■ Exercise instructions ■
Starting with the first line of the data that follows, transcribe every line verbatim until the line containing "--- a/lib/maths/CTimeSeriesModel.cc" has been transcribed.
━━━━
PR #492, opened 2019-06-07
[ML] Reduce false positives for sum and count functions on sparse data

tveasey:
For count/sum functions for sparse data we automatically switch to modelling the count/sum given the bucket is not empty when the proportion of empty buckets becomes too high. In such cases, we account for the chance a bucket is empty, but we applied the correction to both the single and multi-bucket feature probabilities. The upshot was we were accounting for this term twice in the overall bucket probability and non-empty buckets for sparse data were generating false positives.

This is another change aimed at #477.

### DIFF
--- a/lib/maths/CTimeSeriesModel.cc
+++ b/lib/maths/CTimeSeriesModel.cc
@@ -109,10 +109,10 @@ double featureProbabilityGivenBucket(TBool2Vec empty,
     // is non-null for an empty bucket it's value is defined to be zero. This is
     // true for all our current features, i.e. counts and sums.
 
-    auto pOneSide = [&](double pBucketEmpty) {
+    auto pOneSide = [probability](double pBucketEmpty) {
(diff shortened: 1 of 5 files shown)


lib/maths/CTimeSeriesModel.cc
```diff
@@ -96,6 +98,51 @@ TCalculation2Vec expand(maths_t::EProbabilityCalculation calculation) {
...
+                                     maths_t::EProbabilityCalculation calculation,
+                                     TDouble2Vec value,
+                                     TDouble2Vec probabilityBucketEmpty,
+                                     double probability) {
+
+    // The value is tested against zero because it is assumed that if a feature
+    // is non-null for an empty bucket it's value is defined to be zero. This is
+    // true for all our current features, i.e. counts and sums.
+
+    auto pOneSide = [&](double pBucketEmpty) {
```
edsavage: nit: perhaps just capture `probability` in this lambda (and the next) rather than using the default lambda capture mode?

PR #495, opened 2019-06-10
[ML] Upgrade the Apache Portable Runtime libraries

droberts195:
In this change:

- libapr is upgraded to version 1.7.0 from version 1.5.2
- libapriconv is upgraded to version 1.2.2 from version 1.2.1
- libaprutil is upgraded to version 1.6.1 from version 1.5.4
- libexpat is upgraded to version 2.2.6 from the (ancient) version that used to be embedded into libaprutil prior to version 1.6.0

libaprutil no longer embeds libexpat, so it has to be built separately.


droberts195:
Jenkins test this please

PR #1036, opened 2020-03-04
[ML] Remove special case handling for missing target field for classification

tveasey:
Following on from #1034, we can simplify the handling of missing target field values for classification. Java will supply the missing string value to denote these are missing rather than the empty string.


tveasey:
retest

droberts195:
> Just be careful about the merge timing. Wait until a few minutes after the Java change has successfully completed an intake build, not just until the Java change is merged.

The Java change passed an intake build: https://elasticsearch-ci.elastic.co/job/elastic+elasticsearch+master+git+push/3204/

So this PR is safe to merge now.

PR #1056, opened 2020-03-13
[ML] Wire in multiclass classification to the data frame analyzer command

tveasey:
This wires up multiclass classification so it can be run by the data frame analyzer and also . Marking as a non-issue since the feature was documented in #1037.

I need some more unit testing, so keeping as WIP at the moment, but the code changes are complete. I've also left some TODOs for supporting maximize minimum class recall, which I'll revisit in a later PR.

### DIFF
--- a/lib/api/CDataFrameTrainBoostedTreeClassifierRunner.cc
+++ b/lib/api/CDataFrameTrainBoostedTreeClassifierRunner.cc
@@ -123,8 +123,8 @@ void CDataFrameTrainBoostedTreeClassifierRunner::writeOneRow(
     core::CRapidJsonConcurrentLineWriter& writer,
     maths::CTreeShapFeatureImportance* featureImportance) const {
 
-    TDoubleVec probabilities{readClassProbabilities(row)};
-    TDoubleVec scores{readClassScores(row)};
+    auto probabilities = readClassProbabilities(row);
+    auto scores = readClassScores(row);
 
     double actualClassId{row[columnHoldingDependentVariable]};
     std::size_t predictedClassId(std::max_element(scores.begin(), scores.end()) -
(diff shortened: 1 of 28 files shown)


lib/api/CDataFrameTrainBoostedTreeClassifierRunner.cc
```diff
@@ -216,14 +204,29 @@ void CDataFrameTrainBoostedTreeClassifierRunner::writePredictedCategoryValue(
     }
 }
 
+CDataFrameTrainBoostedTreeClassifierRunner::TLossFunctionUPtr
+CDataFrameTrainBoostedTreeClassifierRunner::loss(std::size_t numberClasses) {
+    using namespace maths::boosted_tree;
```
droberts195: Is this needed?

lib/api/CDataFrameTrainBoostedTreeClassifierRunner.cc
```diff
@@ -239,6 +242,7 @@ CDataFrameTrainBoostedTreeClassifierRunner::inferenceModelDefinition(
 }
 
 // clang-format off
+const std::size_t CDataFrameTrainBoostedTreeClassifierRunner::MAX_NUMBER_CLASSES{30};
```
droberts195: It's probably worth adding a comment to say that if the `30` is ever changed it also needs changing in https://github.com/elastic/elasticsearch/blob/master/x-pack/plugin/core/src/main/java/org/elasticsearch/xpack/core/ml/dataframe/analyses/Classification.java#L57

tveasey: This likely will change at least before 7.7. I'll add a comment.

lib/api/CDataFrameTrainBoostedTreeClassifierRunner.cc
tveasey: I use `CBinomialLogisticLoss` and `CMultinomialLogisticLoss` unqualified in the next line. I found with auto formatting this made the code a bit more readable.

lib/api/CDataFrameTrainBoostedTreeClassifierRunner.cc
tveasey: I linked the named variable: since this comment is unlikely to get changed if the code is refactored or moved, but hopefully we won't change the name. See [1ce554b](https://github.com/elastic/ml-cpp/pull/1056/commits/1ce554bd5baeb18b97fc119335418d63ea3f96e4).

PR #1062, opened 2020-03-16
[ML] Adding num_matches and preferred_to_categories output to categories

benwtrent:
Two new fields added to our category output when they are written back to Java.

* `num_matches` indicates the total number of matches this category has seen
* `preferred_to_categories` indicates that this particular category is matched now instead of the listed categories. 

Java side https://github.com/elastic/elasticsearch/pull/54214

### DIFF
--- a/docs/CHANGELOG.asciidoc
+++ b/docs/CHANGELOG.asciidoc
@@ -34,12 +34,6 @@
 
 * The macOS build platform for the {ml} C++ code is now High Sierra running Xcode 10.1,
   or Ubuntu 18.04 running clang 6.0 for cross compilation. (See {ml-pull}867[#867].)
-== {es} version 7.8.0
-
-=== Enhancements
-
-* Adds new `num_matches` and `preferred_to_categories` fields to category output.
-(See {ml-pull}1062[#1062])
 
 == {es} version 7.8.0
 
@@ -49,6 +43,8 @@
   when CPU is constrained. (See {ml-pull}1109[#1109].)
 * Take `training_percent` into account when estimating memory usage for classification and regression. 
   (See {ml-pull}1111[1111].)
+* Adds new `num_matches` and `preferred_to_categories` fields to category output.
+  (See {ml-pull}1062[#1062])
 
 == {es} version 7.7.0
 
--- a/docs/CHANGELOG.asciidoc
+++ b/docs/CHANGELOG.asciidoc
@@ -62,7 +62,8 @@ the build from version 2.20 to 2.34.  (See {ml-pull}1013[#1013].)
 * Remove all memory overheads for computing tree SHAP values. (See {ml-pull}1023[#1023].)
 * Distinguish between empty and missing categorical fields in classification and regression
 model training. (See {ml-pull}1034[#1034].)
-
+* Adds new `num_matches` and `preferred_to_categories` fields to category output.
+(See {ml-pull}1062[#1062])
 === Bug Fixes
 
 * Use largest ordered subset of categorization tokens for category reverse search regex.
--- a/lib/api/CFieldDataCategorizer.cc
+++ b/lib/api/CFieldDataCategorizer.cc
@@ -168,7 +168,9 @@ int CFieldDataCategorizer::computeCategory(const TStrStrUMap& dataRowFields) {
     if (exampleAdded || searchTermsChanged) {
         m_JsonOutputWriter.writeCategoryDefinition(
             categoryId, m_SearchTerms, m_SearchTermsRegex, m_MaxMatchingLength,
-            m_DataCategorizer->examplesCollector().examples(categoryId));
+            m_DataCategorizer->examplesCollector().examples(categoryId), 
+            m_DataCategorizer->numMatches(categoryId),
+            m_DataCategorizer->usurpedCategories(categoryId));
         if (categoryId % 10 == 0) {
             // Even if memory limiting is disabled, force a refresh occasionally
             // so the user has some idea what's going on with memory.
--- a/lib/api/CFieldDataCategorizer.cc
+++ b/lib/api/CFieldDataCategorizer.cc
@@ -89,10 +89,13 @@ bool CFieldDataCategorizer::handleRecord(const TStrStrUMap& dataRowFields) {
     // Non-empty control fields take precedence over everything else
     TStrStrUMapCItr iter = dataRowFields.find(CONTROL_FIELD_NAME);
     if (iter != dataRowFields.end() && !iter->second.empty()) {
+        // Always handle control messages, but signal completion of handling ONLY if we are the last handler
+        // e.g. flush requests are acknowledged here if this is the last handler
+        bool msgHandled = this->handleControlMessage(iter->second, !m_OutputHandler.consumesControlMessages());
         if (m_OutputHandler.consumesControlMessages()) {
             return m_OutputHandler.writeRow(dataRowFields, m_Overrides);
         }
-        return this->handleControlMessage(iter->second);
+        return msgHandled;
     }
 
     m_OutputFieldCategory =
@@ -112,7 +115,7 @@ void CFieldDataCategorizer::finalise() {
 
     // Make sure model size stats are up to date
     m_Limits.resourceMonitor().forceRefresh(*m_DataCategorizer);
-
+    writeOutChangedCategories();
     // Pass on the request in case we're chained
     m_OutputHandler.finalise();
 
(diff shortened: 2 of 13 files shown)


lib/api/unittest/CJsonOutputWriterTest.cc
```diff
@@ -1298,7 +1298,7 @@ BOOST_AUTO_TEST_CASE(testWriteCategoryDefinition) {
         ml::core::CJsonOutputStreamWrapper outputStream(sstream);
         ml::api::CJsonOutputWriter writer("job", outputStream);
 
-        writer.writeCategoryDefinition(categoryId, terms, regex, maxMatchingLength, examples);
+        writer.writeCategoryDefinition(categoryId, terms, regex, maxMatchingLength, examples, std::size_t(0), vector<int>);
```
droberts195:
```suggestion
        writer.writeCategoryDefinition(categoryId, terms, regex, maxMatchingLength, examples, 0, {});
```

I wouldn't bother explicitly saying the `0` is `size_t` in this case as the function being called enforces it.  Although pedantically you're creating an `int` that's got to be widened to a `size_t` in reality the optimizer won't generate code that does that.

And for your empty `vector` you should be able to pass an `initializer_list`, i.e. `{}`.

lib/model/CTokenListDataCategorizerBase.cc
```diff
@@ -618,6 +618,45 @@ CTokenListDataCategorizerBase::calculateCategorizationStatus(std::size_t categor
...
+    }
+    auto iter = std::find_if(m_CategoriesByCount.begin(), m_CategoriesByCount.end(), 
+                             [categoryId](const TSizeSizePr& pr){
+                                 return pr.second == static_cast<std::size_t>(categoryId);
+                                 });
+    if (iter == m_CategoriesByCount.end()) {
+        LOG_WARN(<< "Could not find category count for category: " << categoryId);
+        return usurped;
+    }
+    iter++;
```
droberts195: It's best to use `++iter` if you don't care what the old value was.  This is because an iterator can be a non-trivial object and post-increment needs to copy that object so that it can return the old version.  (Maybe this can get optimized away as dead code if the `operator++` is inlined, but still it's better style to use pre-increment than post-increment with non-trivial objects if you don't care about the old value.)

lib/model/CTokenListDataCategorizerBase.cc
```diff
@@ -618,6 +618,45 @@ CTokenListDataCategorizerBase::calculateCategorizationStatus(std::size_t categor
...
+    if (categoryId < 1 || static_cast<std::size_t>(categoryId) > m_Categories.size()) {
+        LOG_ERROR(<< "Programmatic error - invalid ML category: " << categoryId);
+        return usurped;
+    }
+    auto iter = std::find_if(m_CategoriesByCount.begin(), m_CategoriesByCount.end(), 
+                             [categoryId](const TSizeSizePr& pr){
+                                 return pr.second == static_cast<std::size_t>(categoryId);
+                                 });
+    if (iter == m_CategoriesByCount.end()) {
+        LOG_WARN(<< "Could not find category count for category: " << categoryId);
```
droberts195:
```suggestion
        LOG_WARN(<< "Could not find category definition for category: " << categoryId);
```

lib/api/CJsonOutputWriter.cc
```diff
@@ -909,6 +913,15 @@ void CJsonOutputWriter::writeCategoryDefinition(int categoryId,
...
     }
     m_Writer.EndArray();
+    m_Writer.String(NUM_MATCHES);
+    m_Writer.Uint64(numMatches);
+    m_Writer.String(PREFERRED_TO_CATEGORIES);
+    m_Writer.StartArray();
+    for (TIntVecCIter iter = usurpedCategories.begin(); iter != usurpedCategories.end(); ++iter) {
+        int id = *iter;
+        m_Writer.Int(id);
+    }
```
droberts195:
```suggestion
    for (int id : usurpedCategories) {
        m_Writer.Int(id);
    }
```

(There might be other places where we still have the verbose form because for many years the code had to work with old compilers.)

lib/api/CFieldDataCategorizer.cc
```diff
@@ -168,7 +168,9 @@ int CFieldDataCategorizer::computeCategory(const TStrStrUMap& dataRowFields) {
     if (exampleAdded || searchTermsChanged) {
```
droberts195: This condition is the biggest problem with this whole PR.  We only write category definitions when quite a major thing happens to them.  This means the number of matches recorded will be very out-of-date in some cases.

We could go to the opposite extreme and remove this condition altogether.  Then the numbers of matches would always be up-to-date, but it would kill performance as it would mean every single message categorized would lead to a document being indexed in Elasticsearch.  (Most of these documents would overwrite old ones, so the total number of searchable documents would not increase, but the indexing load would be horrific.)

So if we are to record the number of matches for each category then we need a policy on when the numbers will be accurate.  Immediately after a `_flush` or `_close` might be a good one, as that's the policy for when anomalies generated accurately reflect the data posted to a job.  Then we would have implement code to write all categories on `_flush` or `_close`, document that the number of matches is only accurate after a `_flush` or `_close`, and make sure our own UI didn't display numbers of matches that might be highly misleading.

We could possibly also make "number of matches has increased by 10% since the last time this category definition was written" and "this category definition hasn't been written for 3 wall clock hours" extra conditions in this test.  They wouldn't completely solve the consistency problem, but might mean the numbers were good enough for some uses.

The can of worms with number of matches being inconsistent between categories is the reason we haven't included it in the output in the past.  It has been thought about before 😉

benwtrent: i agree, this sort of thing came to mind last night as i was falling asleep :). 

I will dig around and experiment. My gut is we periodically update the category if there is a "large" change in `numMatched` and on `_flush` and `_close`.

docs/CHANGELOG.asciidoc
```diff
@@ -62,7 +62,8 @@ the build from version 2.20 to 2.34.  (See {ml-pull}1013[#1013].)
 * Remove all memory overheads for computing tree SHAP values. (See {ml-pull}1023[#1023].)
 * Distinguish between empty and missing categorical fields in classification and regression
 model training. (See {ml-pull}1034[#1034].)
-
+* Adds new `num_matches` and `preferred_to_categories` fields to category output.
+(See {ml-pull}1062[#1062])
```
droberts195, line 66: Please move this to the 7.8.0 section

lib/api/CFieldDataCategorizer.cc
```diff
@@ -492,7 +501,7 @@ bool CFieldDataCategorizer::handleControlMessage(const std::string& controlMessa
         break;
     case 'f':
         // Flush ID comes after the initial f
-        this->acknowledgeFlush(controlMessage.substr(1));
+        this->acknowledgeFlush(controlMessage.substr(1), lastHandler);
         break;
     default:
         LOG_WARN(<< "Ignoring unknown control message of length "
```
droberts195, line 507: This warning should be inside an `if (lastHandler)` test, because otherwise it will generate spam for all the anomaly detector control messages.

lib/api/CFieldDataCategorizer.cc
```diff
@@ -506,13 +515,46 @@ bool CFieldDataCategorizer::handleControlMessage(const std::string& controlMessa
...
+
+void CFieldDataCategorizer::writeOutChangedCategories() {
+    int numCategories = static_cast<int>(m_DataCategorizer->numCategories());
+    if (numCategories == 0) {
+        return;
+    }
+    std::string searchTerms;
+    std::string searchTermsRegex;
+    std::size_t maxLength;
+    bool wasCached(false);
```
droberts195, line 538: nit: braced initialisation is preferred now, i.e. `bool wasCached{false};`

lib/api/CFieldDataCategorizer.cc
```diff
@@ -506,13 +515,46 @@ bool CFieldDataCategorizer::handleControlMessage(const std::string& controlMessa
...
+    for (int categoryId = 1; categoryId <= numCategories; categoryId++) {
+        if (m_DataCategorizer->categoryChangedAndReset(categoryId)) {
+            searchTerms.clear();
+            searchTermsRegex.clear();
+            maxLength = 0;
```
droberts195, line 543: I don't think you need to reset these 3 variables here.  They're only local variables and `m_DataCategorizer->createReverseSearch` will return `false` if it doesn't assign to them (or if it doesn't then that's the bug that should be fixed instead of working around it here).

PR #1069, opened 2020-03-19
[ML] Speed ups for multiclass classification

tveasey:
These mainly revolve around reducing the number of new and delete calls from creating temporary vectors. I also adjusted the k-means parameters. The cost of computing leaf values is still dominating (compared to binary case) so this needs more work. This is changing unreleased code so marking as non-issue.


tveasey:
retest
━━━━
■ Your solution ■
PR #492, opened 2019-06-07
[ML] Reduce false positives for sum and count functions on sparse data

tveasey:
For count/sum functions for sparse data we automatically switch to modelling the count/sum given the bucket is not empty when the proportion of empty buckets becomes too high. In such cases, we account for the chance a bucket is empty, but we applied the correction to both the single and multi-bucket feature probabilities. The upshot was we were accounting for this term twice in the overall bucket probability and non-empty buckets for sparse data were generating false positives.

This is another change aimed at #477.

### DIFF
--- a/lib/maths/CTimeSeriesModel.cc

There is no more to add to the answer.